===== Supplied data
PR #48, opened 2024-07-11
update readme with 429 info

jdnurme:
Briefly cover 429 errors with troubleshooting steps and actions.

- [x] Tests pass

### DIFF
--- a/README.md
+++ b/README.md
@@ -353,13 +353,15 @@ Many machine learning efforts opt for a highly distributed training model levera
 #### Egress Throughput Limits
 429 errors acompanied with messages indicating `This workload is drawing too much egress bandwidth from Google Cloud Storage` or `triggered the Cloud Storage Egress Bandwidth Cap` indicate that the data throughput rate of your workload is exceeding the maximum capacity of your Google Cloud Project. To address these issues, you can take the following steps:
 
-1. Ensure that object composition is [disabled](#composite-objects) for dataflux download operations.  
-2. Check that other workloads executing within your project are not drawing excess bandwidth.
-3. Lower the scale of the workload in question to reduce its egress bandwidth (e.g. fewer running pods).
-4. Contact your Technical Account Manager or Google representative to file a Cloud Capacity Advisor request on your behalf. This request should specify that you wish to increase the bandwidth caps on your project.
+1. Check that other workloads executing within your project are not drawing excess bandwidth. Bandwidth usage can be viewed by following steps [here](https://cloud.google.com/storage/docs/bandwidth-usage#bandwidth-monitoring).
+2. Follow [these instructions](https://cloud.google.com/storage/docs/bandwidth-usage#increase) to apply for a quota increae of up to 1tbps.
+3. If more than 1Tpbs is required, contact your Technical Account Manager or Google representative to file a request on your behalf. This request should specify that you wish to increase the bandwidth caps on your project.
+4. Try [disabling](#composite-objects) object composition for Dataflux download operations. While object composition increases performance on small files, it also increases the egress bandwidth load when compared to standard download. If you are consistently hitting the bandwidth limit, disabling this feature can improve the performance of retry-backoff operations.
==========
--- What to do ---
Line by line, retype the records with no changes.

--- Solution to the problem ---
PR #48, opened 2024-07-11
update readme with 429 info

jdnurme:
Briefly cover 429 errors with troubleshooting steps and actions.

- [x] Tests pass

### DIFF
--- a/README.md
+++ b/README.md
@@ -353,13 +353,15 @@ Many machine learning efforts opt for a highly distributed training model levera
 #### Egress Throughput Limits
 429 errors acompanied with messages indicating `This workload is drawing too much egress bandwidth from Google Cloud Storage` or `triggered the Cloud Storage Egress Bandwidth Cap` indicate that the data throughput rate of your workload is exceeding the maximum capacity of your Google Cloud Project. To address these issues, you can take the following steps:
 
-1. Ensure that object composition is [disabled](#composite-objects) for dataflux download operations.  
-2. Check that other workloads executing within your project are not drawing excess bandwidth.
-3. Lower the scale of the workload in question to reduce its egress bandwidth (e.g. fewer running pods).
-4. Contact your Technical Account Manager or Google representative to file a Cloud Capacity Advisor request on your behalf. This request should specify that you wish to increase the bandwidth caps on your project.
+1. Check that other workloads executing within your project are not drawing excess bandwidth. Bandwidth usage can be viewed by following steps [here](https://cloud.google.com/storage/docs/bandwidth-usage#bandwidth-monitoring).
+2. Follow [these instructions](https://cloud.google.com/storage/docs/bandwidth-usage#increase) to apply for a quota increae of up to 1tbps.
+3. If more than 1Tpbs is required, contact your Technical Account Manager or Google representative to file a request on your behalf. This request should specify that you wish to increase the bandwidth caps on your project.
+4. Try [disabling](#composite-objects) object composition for Dataflux download operations. While object composition increases performance on small files, it also increases the egress bandwidth load when compared to standard download. If you are consistently hitting the bandwidth limit, disabling this feature can improve the performance of retry-backoff operations.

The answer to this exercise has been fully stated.